PR #107, opened 2016-02-25
Don't specify behavior of observer with invalid root.

szager-chromium:
The concept of a node being "deleted", as opposed to merely being
detached from the DOM, is not specified by any standard, so we
shouldn't refer to it here.


ojanvafai:
lgtm

PR #339, opened 2017-08-27
Fixes Crash on Android API 16 (Jelly Bean)

Gan0k:
Check that the version is greater than API 16 when calling
Activity.isDestroyed()


tibbi:
nice, thanks :)

PR #348, opened 2017-09-02
Updates for version 2.13.4

gregory678:
PS: Please update Google Play Store description to one from this file. Current one is looking like machine-made.


tibbi:
heh, Im not good at writing such texts. However Ive done some AB testing and found out that users dont read the app descriptions anyway, so it doesnt really matter whats there. Thats my case too, when I install an app I check the screenshots and ratings, dont read the descriptions. Maybe just the short one.

PR #356, opened 2017-09-09
update german translations

varakh:


tibbi:
Hey, I received some newly translated german strings some time ago and Ive updated them, please check which strings still need to be updated, if any. Maybe opening a new pull request would be the simplest solution. Thanks

varakh:
Done

tibbi:
cool, thanks

PR #398, opened 2017-10-20
Chinese translation for v2.16.0

Pzqqt:
Update chinese translation for v2.16.0 .
I love this app !


tibbi:
cool, thanks

tibbi:
Hey @Pzqqt , I had to revert this commit, as it messed up the string order, and added many extra strings. To translate what's needed please go to https://github.com/SimpleMobileTools/Simple-Gallery/blob/master/app/src/main/res/values-zh-rCN/strings.xml , press the pencil at the top right corner, then just edit the strings that are needed. Thanks

PR #413, opened 2017-10-26
Update strings.xml

smarquespt:


app/src/main/res/values-pt/strings.xml
```diff
@@ -127,8 +127,8 @@
     <string name="allow_video_gestures">Permitir controlo do volume e brilho dos vídeos através de gestos verticais</string>
     <string name="show_media_count">Show folder media count on the main view</string>
```
smarquespt: What is counted? Number of files from folder?

tibbi: it is a bit more specific, it counts the number of currently displayed media files in the folder. So if nothing is filtered out, its the sum of images, videos and gifs. If gifs are filtered out, its just the sum of images and videos. Its basically the amount of items that you should see once you click on the folder.

PR #416, opened 2017-10-28
Update strings.xml

Pzqqt:
Add missing strings translation & fixed some translations


tibbi:
Hey, all those missing strings are probably in the Commons library, as they are reused between multiple projects. Try translating them in this file https://github.com/SimpleMobileTools/Simple-Commons/blob/master/commons/src/main/res/values-zh-rCN/strings.xml . Thanks

tibbi:
guess I can close this, all strings were moved in Commons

-----

ACTION ITEM:
Exactly as they appear above, print all the entries.

OUTPUT OF THE TASK:
PR #107, opened 2016-02-25
Don't specify behavior of observer with invalid root.

szager-chromium:
The concept of a node being "deleted", as opposed to merely being
detached from the DOM, is not specified by any standard, so we
shouldn't refer to it here.


ojanvafai:
lgtm

PR #339, opened 2017-08-27
Fixes Crash on Android API 16 (Jelly Bean)

Gan0k:
Check that the version is greater than API 16 when calling
Activity.isDestroyed()


tibbi:
nice, thanks :)

PR #348, opened 2017-09-02
Updates for version 2.13.4

gregory678:
PS: Please update Google Play Store description to one from this file. Current one is looking like machine-made.


tibbi:
heh, Im not good at writing such texts. However Ive done some AB testing and found out that users dont read the app descriptions anyway, so it doesnt really matter whats there. Thats my case too, when I install an app I check the screenshots and ratings, dont read the descriptions. Maybe just the short one.

PR #356, opened 2017-09-09
update german translations

varakh:


tibbi:
Hey, I received some newly translated german strings some time ago and Ive updated them, please check which strings still need to be updated, if any. Maybe opening a new pull request would be the simplest solution. Thanks

varakh:
Done

tibbi:
cool, thanks

PR #398, opened 2017-10-20
Chinese translation for v2.16.0

Pzqqt:
Update chinese translation for v2.16.0 .
I love this app !


tibbi:
cool, thanks

tibbi:
Hey @Pzqqt , I had to revert this commit, as it messed up the string order, and added many extra strings. To translate what's needed please go to https://github.com/SimpleMobileTools/Simple-Gallery/blob/master/app/src/main/res/values-zh-rCN/strings.xml , press the pencil at the top right corner, then just edit the strings that are needed. Thanks

PR #413, opened 2017-10-26
Update strings.xml

smarquespt:


app/src/main/res/values-pt/strings.xml
```diff
@@ -127,8 +127,8 @@
     <string name="allow_video_gestures">Permitir controlo do volume e brilho dos vídeos através de gestos verticais</string>
     <string name="show_media_count">Show folder media count on the main view</string>
```
smarquespt: What is counted? Number of files from folder?

tibbi: it is a bit more specific, it counts the number of currently displayed media files in the folder. So if nothing is filtered out, its the sum of images, videos and gifs. If gifs are filtered out, its just the sum of images and videos. Its basically the amount of items that you should see once you click on the folder.

PR #416, opened 2017-10-28
Update strings.xml

Pzqqt:
Add missing strings translation & fixed some translations


tibbi:
Hey, all those missing strings are probably in the Commons library, as they are reused between multiple projects. Try translating them in this file https://github.com/SimpleMobileTools/Simple-Commons/blob/master/commons/src/main/res/values-zh-rCN/strings.xml . Thanks

tibbi:
guess I can close this, all strings were moved in Commons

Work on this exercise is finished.